There's a race condition concern for when two threads attempt to add the same number at the same time... you could do a table lock if you were really concerned, but that's a big hammer. Add a second check after updating, re-select to ensure it's unique. Call recursively until you get a unique entry. Dwell for a random number of milliseconds between calls, and use the current time as a seed for the random number generator.
Swiped from here.
UPDATED As with using the GUID aproach described by Bevan, if the column is constrained as unique, then you don't have to sweat it. I guess this is no different that using a GUID, except that the customer and Customer Service will have an easier time referring to the order.

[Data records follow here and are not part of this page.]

PR #1392, opened 2025-04-19
chore: update retired ubuntu 20.04

barendgehrels:
Trying to fix message

image

https://github.com/boostorg/geometry/actions/runs/14548002056/job/40816695847?pr=1369

# Note

This PR is probably not good. It gives many warnings and stops with `E: Package 'clang-13' has no installation candidate`

I'm not yet proficient with workflows, @vissarion can you help with this PR?


vissarion:
I opened a PR with a proposed fix https://github.com/boostorg/geometry/pull/1396 we can discuss more there.

PR #1396, opened 2025-04-24
Retire ubuntu 20.04

vissarion:
Retire ubuntu 20.04 from github actions. This force us to also remove clang versions > 6 and gcc < 7, since it is not straightforward to install them in ubuntu 22.04. In particular, if one tries to import the ubuntu 18 (bionic) archives then `apt install` reaches an impossible situation when trying to install older versions (e.g. clang 5.0) due to unmet dependencies.


barendgehrels (approved):
super, thanks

I've found a much simpler way. Say you want to map N digits, pseudorandomly to N digits. you find the next highest prime from N, and you make your function
prandmap(x) return x * nextPrime(N) % N
this will produce a function that repeats (or has a period) every N, no number is produced twice until x=N+1. It always starts at 0, but is pseudorandom thereafter.

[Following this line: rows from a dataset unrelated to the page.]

PR #789, opened 2020-12-28
Defined a geometry for polyhedron

Siddharth-coder13:
As suggested by @barendgehrels and @vissarion in comments #683, I defined geometry for polyhedral surfaces.

PR #1402, opened 2025-04-30
Add geometry polyhedral surface

vissarion:
This PR is based on https://github.com/boostorg/geometry/pull/789 and adds a 3D geometry type for polyhedral surfaces according to OGC standard. 

The main class, concepts, i/o and basic traits are added.

Comparing to https://github.com/boostorg/geometry/pull/789 it refines the code (since that was an old PR and the library evolved since then) and also defines the polyhedral surface as a set of polygons (instead of rings) as described in the standard. 

Finally, there are docs and unit tests.


example/08_polyhedralsurface_example.cpp
```diff
@@ -0,0 +1,65 @@
...
+int main()
+{
+    using point_t = bg::model::point<double, 3, bg::cs::cartesian>;
+    using polygon_t = bg::model::polygon<point_t>;
+    using polyhedral_t = bg::model::polyhedral_surface<polygon_t>;
+
+    // intializing an empty polyhedral surface (default constructor)
+    polyhedral_t polyhedral0;
+
+    // creating a polyhderal surface (cube) using standard initiallized list
```
barendgehrels, line 26: Typos ->  `polyhedral` and `initialized` (and `Create` and `using a`)

example/08_polyhedralsurface_example.cpp
```diff
@@ -0,0 +1,65 @@
...
+    polyhedral_t polyhedral1 = {{{{0, 0, 0}, {0, 1, 0}, {1, 1, 0}, {1, 0, 0}, {0, 0, 0}}},\
+                                {{{0, 0, 0}, {0, 1, 0}, {0, 1, 1}, {0, 0, 1}, {0, 0, 0}}},\
+                                {{{0, 0, 0}, {1, 0, 0}, {1, 0, 1}, {0, 0, 1}, {0, 0, 0}}},\
+                                {{{1, 1, 1}, {1, 0, 1}, {0, 0, 1}, {0, 1, 1}, {1, 1, 1}}},\
+                                {{{1, 1, 1}, {1, 0, 1}, {1, 0, 0}, {1, 1, 0}, {1, 1, 1}}},\
+                                {{{1, 1, 1}, {1, 1, 0}, {0, 1, 0}, {0, 1, 1}, {1, 1, 1}}}};
+
+    // creating a polyhderal surface (triangular pyramid) using append
```
barendgehrels, line 34: The typo is repeated several times, could you search/replace?

example/08_polyhedralsurface_example.cpp
```diff
@@ -0,0 +1,65 @@
...
+
+    // intializing an empty polyhedral surface (default constructor)
+    polyhedral_t polyhedral0;
+
+    // creating a polyhderal surface (cube) using standard initiallized list
+    polyhedral_t polyhedral1 = {{{{0, 0, 0}, {0, 1, 0}, {1, 1, 0}, {1, 0, 0}, {0, 0, 0}}},\
+                                {{{0, 0, 0}, {0, 1, 0}, {0, 1, 1}, {0, 0, 1}, {0, 0, 0}}},\
+                                {{{0, 0, 0}, {1, 0, 0}, {1, 0, 1}, {0, 0, 1}, {0, 0, 0}}},\
+                                {{{1, 1, 1}, {1, 0, 1}, {0, 0, 1}, {0, 1, 1}, {1, 1, 1}}},\
+                                {{{1, 1, 1}, {1, 0, 1}, {1, 0, 0}, {1, 1, 0}, {1, 1, 1}}},\
```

I honestly thing encrypting/decrypting query string data is a bad approach to this problem. The easiest solution is sending data using POST instead of GET. If users are clicking on links with querystring data, you have to resort to some javascript hacks to send data by POST (keep accessibility in mind for users with Javascript turned off). This doesn't prevent users from viewing source, but at the very least it keeps sensitive from being indexed by search engines, assuming the data you're trying to hide really that sensitive in the first place.
Another approach is to use a natural unique key. For example, if you're issuing invoices to customers on a monthly basis, then "yyyyMM[customerID]" uniquely identifies a particular invoice for a particular user.
From your description, personally, I would start off by working with whatever standard encryption library is available (I'm a Java programmer, but I assume, say, a basic AES encryption library must be available for PHP):
on the database, just key things as you normally would
whenever you need to transmit a key to/from a client, use a fairly strong, standard encryption system (e.g. AES) to convert the key to/from a string of garbage. As your plain text, use a (say) 128-byte buffer containing: a (say) 4-byte key, 60 random bytes, and then a 64-byte medium-quality hash of the previous 64 bytes (see Numerical Recipes for an example)-- obviously when you receive such a string, you decrypt it then check if the hash matches before hitting the DB. If you're being a bit more paranoid, send an AES-encrypted buffer of random bytes with your key in an arbitrary position, plus a secure hash of that buffer as a separate parameter. The first option is probably a reasonable tradeoff between performance and security for your purposes, though, especially when combined with other security measures.
the day that you're processing so many invoices a second that AES encrypting them in transit is too performance expensive, go out and buy yourself a big fat server with lots of CPUs to celebrate.
Also, if you want to hide that the variable is an invoice ID, you might consider calling it something other than "invoice_id".